Мы сидели не шевелясь. Пятнадцать тысяч человек на борту, и каждый из них оставил на Земле кого-то, кто одиннадцать лет назад махал нам вслед с причала.

— «Они вышли из подпространства», — по слогам повторил Асгейрссон. — Господа, вы понимаете, что это значит? За четыре с лишним года до атаки из подпространства в Солнечной системе вышел только один объект. Точнее — вошёл в него, и вошёл с таким импульсом, какого не закладывали. Мы. Наш прыжок был первым макроскопическим возмущением подпространства в этом районе Галактики. Мы словно с размаху ударили в колокол. А потом кто-то пришёл на звук.

— Вы обвиняете нас в... — глухо начал Сингх.

— Я никого не обвиняю, майор. Я констатирую последовательность событий. И делаю вывод: каждый наш следующий прыжок может быть таким же колоколом для тех систем, куда мы прыгнем.

Все посмотрели на меня.

— Решение, — сказал я, поднимаясь. — Идём домой методом Ланге. Короткими шагами, с максимальной паузой между прыжками — пусть звонит наш колокол как можно тише и реже. Курс — Солнечная система. Если Земля погибла, мы обязаны это увидеть своими глазами. Если кто-то выжил — у нас на борту криомодули на полтора миллиона человек, госпитали, заводы и воздух, которого хватит на поколения.

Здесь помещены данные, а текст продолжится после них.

Issue #264, opened 2020-02-11
Add structured annotations per https://github.com/p4lang/p4-spec/pull/796


chrispsommers:

antoninbas:
Support was added in the P4Runtime spec and in p4c

PR #265, opened 2020-02-11
Added Structured Annotations

chrispsommers:
This PR updates p4info.proto and p4types.proto as well as the P4Runtime specification to add structured annotations as described in https://github.com/p4lang/p4runtime/issues/264 and https://github.com/p4lang/p4-spec/pull/796. The P4_16 lang spec PR is not yet ratified, it is awaiting a practical implementation in `p4c` so one goal of this PR is to inform an implementation. Step one is to parse the syntax, step two is to generate the new `P4info`.

### DIFF
--- a/docs/v1/P4Runtime-Spec.mdk
+++ b/docs/v1/P4Runtime-Spec.mdk
@@ -1042,7 +1042,7 @@ representations of the original annotation source. This parsing includes
 expression-evaluation, so the resulting `P4Info` may contain a simplified
 replica of the original structured annotations.
 
-The structured annotation messages are defined in `p4types.proto`.
+The structured annotation messages are defined in p4types.proto.
 
 ~ Begin Proto
 message KeyValuePair {
--- a/docs/v1/P4Runtime-Spec.mdk
+++ b/docs/v1/P4Runtime-Spec.mdk
@@ -2477,7 +2477,7 @@ the `TableEntry` entity, which has the following fields:
   match and with which argument values.
 
 * `priority`, a 32-bit integer used to order entries when the table's match key
-  includes a ternary or range match.
+  includes an optional, ternary or range match.
 
 * `controller_metadata`, a 64-bit cookie value which is opaque to the
   target. There is no requirement of where this is stored, but it must be
@@ -2502,7 +2502,8 @@ the `TableEntry` entity, which has the following fields:
 
 The `priority` field must be set to a non-zero value if the match key includes a
 ternary match (&ie; in the case of PSA if the P4Info entry for the table
-indicates that one or more of its match fields has a `TERNARY` or `RANGE` match
+indicates that one or more of its match fields has an `OPTIONAL`, `TERNARY` or
+`RANGE` match
 type) or to zero otherwise. A higher priority number indicates that the entry
 must be given higher priority when performing a table lookup. Clients must allow
 multiple entries to be added with the same priority value.  If a packet can
@@ -2545,6 +2546,8 @@ to ensure [read-write symmetry](#sec-read-write-symmetry). For PSA match types,
 a "don't care" match for a specific match key field is defined as follows:
 
 * For a `TERNARY` match, it is logically equivalent to a mask of zeros.
+
+* For a `OPTIONAL` match, it is logically equivalent to a wildcard match.
 
 * For an `LPM` match, it is logically equivalent to a prefix_len of zero.
 
@@ -2666,6 +2669,14 @@ assert(low <= high)
 assert(low != min_field_value || high != max_field_value)
 ~ End Pseudo
 
+* `OPTIONAL` match
+    * The binary string encoding of the value must conform to the
+      [Bytestrings](#sec-bytestrings) requirements.
+
+~ Begin Pseudo
+assert(BytestringValid(match.optional().value()))
+~ End Pseudo
+
 ### Action Specification
 
 The `TableEntry` `action` field must be set for every `INSERT` update but may be
@@ -2773,9 +2784,9 @@ static entries. If the table requires a priority value for entries, the server
 must populate the `priority` field appropriately, starting at 1 for the lowest
 priority entry and incrementing the value by 1 for each successive entry. Note
 that P4~16~ does not support assigning explicit priorities to static
-entries. When a priority value is required (&eg; for tables including `RANGE`
-and / or `TERNARY` matches in the case of PSA), it is inferred based on the
-order in which entries appear in the table declaration.
+entries. When a priority value is required (&eg; for tables including `RANGE`,
+`TERNARY` or `OPTIONAL` matches), it is inferred based on the order in which
+entries appear in the table declaration.
 
 ### Wildcard Reads { #sec-table-wildcard-reads}
 
@@ -2899,7 +2910,7 @@ entities {
 }
 ~ End Prototext
 
-This issue also exists for tables with `TERNARY` and / or `RANGE`
+This issue also exists for tables with `TERNARY`, `RANGE`, and `OPTIONAL`
 matches. However, in this case the priority is also taken into account for
 wildcard reads, and because a priority of 0 is not valid, in practice only the
 entries with the same priority as the "don't care" entry will be returned to the
@@ -3952,10 +3963,10 @@ can perform a `MODIFY` update with an empty `members` repeated field.
 
 To facilitate [read-write symmetry](#sec-read-write-symmetry), the server must
 return an `ALREADY_EXISTS` error in case of duplicate members. Unlike for match
-tables, a priority value is not required for ternary and range matches:
-overlapping entries do not need to be ordered and the parse state transition
-is determined by whether or not the packet matches at least one entry in the
-set.
+tables, a priority value is not required for ternary, range and optional
+matches: overlapping entries do not need to be ordered and the parse state
+transition is determined by whether or not the packet matches at least one entry
+in the set.
 
 See Appendix [#sec-value-set-example] for a more complex Value Set example.
 
@@ -5595,8 +5606,9 @@ An architecture may introduce new table match types [@P4MatchTypes]. P4Runtime
 accounts for this by providing the following hooks:
 
 * The `match` field in `p4.config.v1.MatchField` (p4info.proto) is a `oneof`
-  which can be either one of the default match types (`EXACT`, `LPM`, `TERNARY`
-  or `RANGE`) or an architecture-specific match type encoded as a string.
+  which can be either one of the default match types (`EXACT`, `LPM`, `TERNARY`,
+  `RANGE`, or `OPTIONAL`) or an architecture-specific match type encoded as a
+  string.
 
 * The `field_match_type` field in `p4.v1.FieldMatch` (p4runtime.proto) is a
   `oneof` which includes an `Any` Protobuf message [@ProtoAny] field
--- a/docs/v1/P4Runtime-Spec.mdk
+++ b/docs/v1/P4Runtime-Spec.mdk
@@ -1106,15 +1106,11 @@ table t {
 }
 ~ End P4Example
 
-The generated P4Info will contain the following. An empty structured annotation
-body generates an empty `expression_list` to remain consistent with the P4
-Language Spec.
+The generated P4Info will contain the following.
 
 ~ Begin Proto
 structured_annotations {
   name: "Empty"
-  expression_list {
-  }
 }
 ~ End Proto
 
--- a/docs/v1/P4Runtime-Spec.mdk
+++ b/docs/v1/P4Runtime-Spec.mdk
@@ -1059,7 +1059,6 @@ message Expression {
     string string_value = 1;
     int64 int64_value = 2;
     bool bool_value = 3;
-    ExpressionList expr_list_value = 4;
   }
 }
 
@@ -1079,15 +1078,13 @@ message StructuredAnnotation {
 The `StructuredAnnotation` message can represent either a `KeyValuePairList`
 or an `ExpressionList`.
 
-The type of an expression is intentionally limited to a practical subset:
-string literal, 64-bit signed integer, boolean, or a nested list of
-`Expression`s. This is more restrictive than the P4 language but provides
-reasonable types for known annotation use-cases. The `p4c` compiler frontend
-which generates `P4Info` will evaluate all expressions and simplify them to
-one of the valid types. Any expressions which don't match one of the valid
-types will generate an error. For integers exceeding 64 bits, besides issuing
-an error, the compiler *could* print a suggestion to use a string
-representation, and the `P4Info` consumer could perform any necessary
+The type of an expression is intentionally limited to one of the following
+base types: string literal, 64-bit signed integer, or boolean. The `p4c`
+compiler frontend which generates `P4Info` will evaluate all expressions and
+simplify them to one of the valid types. Any expressions which don't match one
+of the valid types will generate an error. For integers exceeding 64 bits,
+besides issuing an error, the compiler *could* print a suggestion to use a
+string representation, and the `P4Info` consumer could perform any necessary
 conversions.
 
 The following invariants hold:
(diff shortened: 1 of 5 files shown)


chrispsommers:
@stefanheule Thanks for the fast review, that's a nice suggestion. I'm open to anything reasonable. Let's get more feedback, I'm happy to refactor to the best consensus solution.

stefanheule:
Actually, thinking about it, it is not clear to me from the spec if constant list expressions are allowed or not. If they are not, then the protos can be even more simplified. If they can, the spec should probably be updated to say that. Right now it says:

> All `expression`s (and nested expressions) within a `stucturedAnnotationBody`
> must evaluate at compile-time to string literals, infinite-precision integers or
> booleans.

That, to me, says there are no lists? But I'm not sure what the "nested expressions" means.

chrispsommers:
@stefanheule "Nested expressions" was meant to include the case where an expression is an {expressionList}, to handle casaes like MyAnno[x=10,y={a,b,c}] - it might be very desirable to have the value of a kv-pair be a list of constant epressions.

stefanheule:
I think that probably needs to be made more precise then.  There are a number of nested expressions in P4, and most of them are not allowed (e.g. {kvlist}).

chrispsommers:
@stefanheule Good feedback, Could you be so kind as to make that comment in the P4-Spec PR then? I welcome improvements to it. Thanks!

stefanheule:
> @stefanheule Good feedback, Could you be so kind as to make that comment in the P4-Spec PR then? I welcome improvements to it. Thanks!

Done.

chrispsommers:
@stefanheule I tried out your proposed revised syntax against the examples I'd provided and indeed it is cleaner and more concise. Here is the a slightly-revised version  of it, followed by the original example P4info and the revised P4info using the new syntax. For just these 4 simple examples, the revised  P4info is 25 lines shorter (around 25% reduction). I'm in favor of changing to it,  thanks for the suggestion. I'll wait a bit for more feedback, then  proceed to update the PR accordingly.

Revised `p4types.proto`:
```
message KeyValuePair {
  string key = 1;
  Expression value = 2;
}

message KeyValuePairList {
  repeated KeyValuePair kv_pairs = 1;
}

message Expression {
  oneof value {
    string string_value = 1;
    int64 int64_value = 2;
    bool bool_value = 3;
    ExpressionList list_value = 4;
  }
}

message ExpressionList {
  repeated Expression expressions = 1;
}

message StructuredAnnotation {
  string name = 1;
  oneof body {
    ExpressionList expression_list = 2;
    KeyValuePairList kvpair_list = 3;
  }
}
```
Old P4Info for the examples:
```
=== Generate Empty structured anno ===
structured_annotations {
  name: "Empty"
}

=== Generate Structured expressionList ===
Generate expressionList ===
structured_annotations {
  name: "MixedExprList"
  elements {
    value {
      expression {
        int64_value: 1
      }
    }
  }
  elements {
    value {
      expression {
        string_value: "hello"
      }
    }
  }
  elements {
    value {
      expression {
        bool_value: true
      }
    }
  }
  elements {
    value {
      expression {
        bool_value: false
      }
    }
  }
  elements {
    value {
      expression {
        int64_value: 11
      }
    }
  }
}

=== Generate Structured kvList ===
structured_annotations {
  name: "Labels"
  elements {
    key: "short"
    value {
      expression {
        string_value: "Short Label"
      }
    }
  }
  elements {
    key: "hover"
    value {
      expression {
        string_value: "My Longer Table Label to appear in hover-help"
      }
    }
  }
}

=== Generate Complex kvList ===
structured_annotations {
  name: "MixedKV"
  elements {
    key: "label"
    value {
      expression {
        string_value: "text"
      }
    }
  }
  elements {
    key: "my_bool"
    value {
      expression {
        bool_value: true
      }
    }
  }
  elements {
    key: "list_key"
    value {
      expression_list {
        expressions {
          string_value: "a"
        }
        expressions {
          int64_value: 11
        }
        expressions {
          bool_value: true
        }
      }
    }
  }
  elements {
    key: "int_val"
    value {
      expression {
        int64_value: 6
      }
    }
  }
}
```
Revised P4Info:
```
=== Generate Empty structured anno ===
structured_annotations {
  name: "Empty"
}

=== Generate Mixed expressionList ===
structured_annotations {
  name: "MixedExprList"
  expression_list {
    expressions {
      int64_value: 1
    }
    expressions {
      string_value: "hello"
    }
    expressions {
      bool_value: true
    }
    expressions {
      bool_value: false
    }
    expressions {
      int64_value: 11
    }
  }
}

=== Generate kvList of  Strings===
structured_annotations {
  name: "Labels"
  kvpair_list {
    kv_pairs {
      key: "short"
      value {
        string_value: "Short Label"
      }
    }
    kv_pairs {
      key: "hover"
      value {
        string_value: "My Longer Table Label to appear in hover-help"
      }
    }
  }
}

=== Generate Complex kvList ===
structured_annotations {
  name: "MixedKV"
  kvpair_list {
    kv_pairs {
      key: "label"
      value {
        string_value: "text"
      }
    }
    kv_pairs {
      key: "my_bool"
      value {
        bool_value: true
      }
    }
    kv_pairs {
      key: "list_key"
      value {
        list_value {
          expressions {
            string_value: "a"
          }
          expressions {
            int64_value: 11
          }
          expressions {
            bool_value: true
          }
        }
      }
    }
    kv_pairs {
      key: "int_val"
      value {
        int64_value: 6
      }
    }
  }
}
```

docs/v1/P4Runtime-Spec.mdk
```diff
@@ -1020,6 +1021,257 @@ table my_ipv4_lkup {
...
+`MyAnno3[]` or `MyAnno4[kvList|expressionList]` have a more prescribed syntax,
+which allows declaring key-value lists or expression lists. Both unstructured
+and structured annotations may be used simultaneously on a P4 element and
+`P4Info` supports this.
+
+The annotations described up to this point, &eg; `@brief()`, have all been
+unstructured annotations, or simply annotations. These are represented in
+`P4Info` as `repeated string annotations` fields in the various `message`s.
+Similarly, structured annotations are represented in
+`repeated structured_annotations` fields which are siblings to the unstructured
```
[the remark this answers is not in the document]
chrispsommers: I made the suggested clarifications on `ints` and also added an example of nested expressions, which are indeed legal.

chrispsommers:
@stefanheule @antoninbas (and anyone else) please review simplified `Expression` in `StructuredAnnotation`, thanks. If this is satisfactory we will strive to get things approived in both the LDWG and the P4-API WG and start implementing. Thanks for all the engagement and feedback.

docs/v1/P4Runtime-Spec.mdk
```diff
@@ -1020,6 +1021,173 @@ table my_ipv4_lkup {
...
+@Empty[]
+table t {
+    ...
+}
+~ End P4Example
+
+The generated p4Info will contain:
+
+~ Begin Proto
+structured_annotations {
```
stefanheule: This is missing the empty expression list.

docs/v1/P4Runtime-Spec.mdk
```diff
@@ -1020,6 +1021,173 @@ table my_ipv4_lkup {
...
+  name: "MixedKV"
+  kvpair_list {
+    kv_pairs {
+      key: "label"
+      value {
+        string_value: "text"
```
stefanheule: These should be wrapped in a "value" message, I believe. One for kvPair and one for Expression.

docs/v1/P4Runtime-Spec.mdk
```diff
@@ -1048,6 +1216,8 @@ message PkgInfo {
   string contact = 7;
   // url for more information, e.g. "http://support.p4.org/ref/p4/switch.p4_v1.0"
   string url = 8;
+  // Miscellaneous metadata, structured; a way to extend PkgInfo
```
stefanheule: I'm not sure I understand the "a way to extend PkgInfo" comment. Isn't PkgInfo a unstructured annotations?

docs/v1/P4Runtime-Spec.mdk
chrispsommers: Good catch, thanks. Will fix.

docs/v1/P4Runtime-Spec.mdk
chrispsommers: @stefanheule I don't understand this comment. I generated this output using Python generated _pb2.py libraries so I believe the structure is correct. Can you show ,e what you expected?

docs/v1/P4Runtime-Spec.mdk
chrispsommers: `PkgInfo` is a first-class annotation which has some predefined elements like `name` and `version`, but also allows you to add arbitrary content via annotations to `main()`. Previously only unstructured annotations existed. This PR  adds structured annotations as well.

docs/v1/P4Runtime-Spec.mdk
stefanheule: Sorry, my bad, it is correct.

docs/v1/P4Runtime-Spec.mdk
antoninbas: I personally see no reason to default to an `expression_list` here. Instead I "vote" for using an empty oneof if the structured annotation has an empty body:
```
structured_annotations {
  name: "Empty"
}
```

docs/v1/P4Runtime-Spec.mdk
```diff
@@ -1020,6 +1021,175 @@ table my_ipv4_lkup {
...
+
+The following invariants hold:
+
+1. For any P4 entity, there are no two `StructuredAnnotation`s that have the
+same name.
+
+2. Within a `KeyValuePairList`, there are no two `KeyValuePair`s that have the
+same `key.`
+
+### Structured Annotation Examples
```
```suggestion
#### Structured Annotation Examples
```

I think it makes more sense as a subsection?

docs/v1/references.bib
```diff
@@ -191,6 +191,11 @@ @ONLINE { ProtoOneOfBackwardsCompatibility
     url = "https://developers.google.com/protocol-buffers/docs/proto3#backwards-compatibility-issues"
 }
 
+@ONLINE { P4Annotations,
+    title = "P4 Annotations",
+    url = "https://p4.org/p4-spec/docs/P4-16-v1.2.0.html#sec-annotations"
```
antoninbas: Feel free to change that link so that it refers to the "latest" (working draft) version of the P4 spec, since v1.2.0 does not include anything about structured annotations. This way when your p4-spec PR is merged, at least the link will point to some text that talks about structured annotations.

docs/v1/P4Runtime-Spec.mdk
stefanheule: I think at some point we said an empty list (since it's ambiguous) will default to an empty expression_list, but now I'm not sure why we thought that is necessary. Antonin is probably right and we should just not have the oneof.  I also don't see any text in the spec saying it defaults to an empty expression list, so that seems fine?

jafingerhut: @stefanheule I do not know if it is necessary, but the idea was to avoid ambiguity of whether an empty structured annotation was considered somehow both an empty expression list, and also an empty key/value pair list.  This spec pull request explicitly suggests making the empty structured annotation to be considered an empty expression list, at least partly to make the parsing grammar unambiguous: https://github.com/p4lang/p4-spec/pull/796/files

In particular, this proposed new line in that PR: "To avoid ambiguity, an empty `structuredAnnotationBody` is by definition considered to contain an empty `expressionList`."

jafingerhut: That said, the P4_16 language spec does not mandate how the P4Info data structure is defined.  If P4Runtime API folks would prefer a 3rd alternative in the oneof for the empty case, the P4_16 language spec writers need never be informed of that fact, and they will sleep well at night.

docs/v1/P4Runtime-Spec.mdk
```diff
@@ -1020,6 +1021,175 @@ table my_ipv4_lkup {
...
+    expressions {
+      bool_value: false
+    }
+    expressions {
+      int64_value: 11
+    }
+  }
+}
+~ End Proto
+~ End Proto
```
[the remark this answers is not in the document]
chrispsommers: Thanks, fixed

docs/v1/references.bib
chrispsommers: @antoninbas Good suggestion. Would I link to the .mdk form of the spec in GitHub, e.g. https://github.com/p4lang/p4-spec/blob/master/p4-16/spec/P4-16-spec.mdk instead?

chrispsommers: @antoninbas Regarding the "empty expressionList" topic: I agree it makes more sense, and in my original example I did just that (empty oneof). However @stefanheule commented that it ought to be an empty ExpressionList to be consistent with the P4-16 Spec, namely this cluase:

stefanheule: That's fair, I take the blame for the change. But I do think we want the spec and this to be consistent, but if everyone feels like we want to not disambiguate the two, we should also not disambiguate in the spec.  Or we disambiguate the same way in both places.

docs/v1/P4Runtime-Spec.mdk
stefanheule: Oh, I looked in the changes here to see the text for the empty structured annotation, but couldn't find it. Duh, this is the p4rt repo, not the spec, so no wonder.

As I said elsewhere, I think both are reasonable, but I strongly think they should be consistent. We are proposing a design for more structured annotations and at the same time implementing it in P4RT.  Lets make sure we know what we want, and then make it consistent in both places. This is not a case of P4-spec already having something, and the P4RT community using that in some way, we are literally designing it at the same time in both places and it's the same set of people doing the design in both places. There is no good reason in my opinion to not make the same decision in both places.

chrispsommers: @stefanheule good points. Someone new to this would wonder why they differed. Given the formal language reasons for disambiguating, the "safest" course is to leave the P4Info as-is with the explicit empty `ExpressionList`. This way we can be criticized for the slightly wordier corner-case of a empty StructuredAnno (but I gotta wonder - why would someone use one in the first place?), but at least we won't be criticized  for  imprecision or inconsistency.

antoninbas: So in a comment in the p4c PR to support structured annotations, Mihai wrote:

> If both are empty it's the kv that is assumed to be used.

https://github.com/p4lang/p4c/pull/2227/files#r389943636

But it could be a typo, or it could be confusion on my side :)

I understand the need to disambiguate for the parser generator, I don't think it is very relevant for P4Info, but I'm fine with keeping it the way it is. I'd like us to add a sentence about this case in the P4Runtime spec though.

docs/v1/references.bib
antoninbas: @chrispsommers you can use this link: https://p4.org/p4-spec/docs/P4-16-working-spec.html#sec-annotations

let's use the other thread to discuss empty annotations

docs/v1/P4Runtime-Spec.mdk
```diff
@@ -1020,6 +1021,176 @@ table my_ipv4_lkup {
...
+
+The `StructuredAnnotation` message can represent either a `KeyValuePairList`
+or an `ExpressionList`.
+
+The type of an expression is intentionally limited to one of the following
+base types: string literal, 64-bit signed integer, or boolean. The `p4c`
+compiler frontend which generates `P4Info` will evaluate all expressions and
+simplify them to one of the valid types. Any expressions which don't match one
+of the valid types will generate an error. For integers exceeding 64 bits,
+besides issuing an error, the compiler *could* print a suggestion to use a
```
antoninbas: s/the compiler could/the compiler may

to follow RFC style

chrispsommers: Sure, I'll be happy to oblige both, thanks.

chrispsommers:
I believe all  issues discussed have been resolved in this PR and it is ready for merge.

antoninbas:
Alright, I think this PR has been open for long enough. Merging it now and we can make adjustments later if needed.

chrispsommers:
@antoninbas Thanks, I was about to throw it a birthday party! :)

chrispsommers:
BTW, the issues in p4-spec are settling down, I've clarified a number of things.  There will need to be some minor changes in handling duplicate annotations.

Никто не возразил. Крамер кивнула последней.

— Ланге, готовьте программу прыжков. Сингх — с этой минуты корабль живёт по боевому расписанию. Учения авиакрыла — ежедневно. Асгейрссон, ваша группа изучает всё, что мы знаем о том, как «они» находят цели. Мбеки — полное радиомолчание. Слушать всем, не передавать ничего. Выполнять.

Оставалось последнее. Я отменил собственное разрешение. Мбеки выслушал молча и переспросил один раз — не «почему», а «до какого числа». Я сказал: до особого распоряжения. Он кивнул и пошёл снимать с очереди две тысячи триста одиннадцать заявок. Снимал он их по одной, и каждому объяснял сам — я узнал об этом случайно, через неделю, услышав разговор техников в столовой, и говорили там не обо мне, а о нём.

Крамер дождалась, пока разойдутся, и осталась.

— Одно замечание, капитан. Боевое расписание.

— Слушаю.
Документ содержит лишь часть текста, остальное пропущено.